Selangor Young People Secretariat Sekreteriat Orang Muda Selangor SERANG
- Founded: 2012
- Founder: Budiman Mohd Zohdi
- Type: Non-government organization (NGO)
- Location: Selangor;
- Region served: Selangor
- Fields: Social Politic
- Key people: Budiman Mohd Zohdi (Chairman)
- Website: www.facebook.com/serang.fanpage

= Selangor Young People Secretariat =

Selangor Young People Secretariat, or in Sekreteriat Orang Muda Selangor (SERANG), is a Non-government organization (NGO) that fights for the young people's issues in Selangor. and to monitor the administration of the state of Selangor, which is led by the Pakatan Rakyat (PR) and its successor Pakatan Harapan (PH). They usually organize carnivals, stage performances and poem recitations to attract more young people to their cause.

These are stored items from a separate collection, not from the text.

PR #681, opened 2019-07-05
Publish proxy addresses in the store's clusterdata.

arssher:
This is useful for applications willing to learn cluster entrypoint address.

To this end, dummy ProxyStatus struct in cd.Proxy is turned into map proxyUid ->
ProxyStatus. And since cd now contains data from ProxyInfo, passing active
proxies from activeProxiesInfos to updateCluster separately is not needed
anymore.

### DIFF
--- a/cmd/proxy/cmd/proxy.go
+++ b/cmd/proxy/cmd/proxy.go
@@ -48,10 +48,11 @@ var CmdProxy = &cobra.Command{
 type config struct {
 	cmd.CommonConfig
 
-	listenAddress string
-	port          string
-	stopListening bool
-	debug         bool
+	listenAddress    string
+	advertiseAddress string
+	port             string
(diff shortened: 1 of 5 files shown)


sgotti:
@arssher Thanks for the PR. But I don't see a reason why the proxy listen address should be published to the cluster data. It's not really needed anywhere for stolon. You should publish it using other ways (ie a k8s service) but the stolon cluster data is not the right place.

arssher:
Well, this is indeed not needed for Stolon itself, however since Stolon currently doesn't expose any kind of special API for getting current cluster state (who is alive, who is the master, etc), cluster data is read by external tools, e.g. monitoring. And it is very convenient to be able to learn where is the cluster entrypoint from there -- see it like service discovery.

SERANG incumbent chairman is Budiman Mohd Zohdi who was the Selangor state legislative assemblyman (MLA) for the Sungai Panjang constituency (2013-2018) and was also the Member of Parliament (MP) for the Sungai Besar constituency (2016-2018) from United Malays National Organisation (UMNO) the main party of Barisan Nasional (BN) coalition.

One of the issues Budiman and his comrades brought forward was the free education that the state government promised.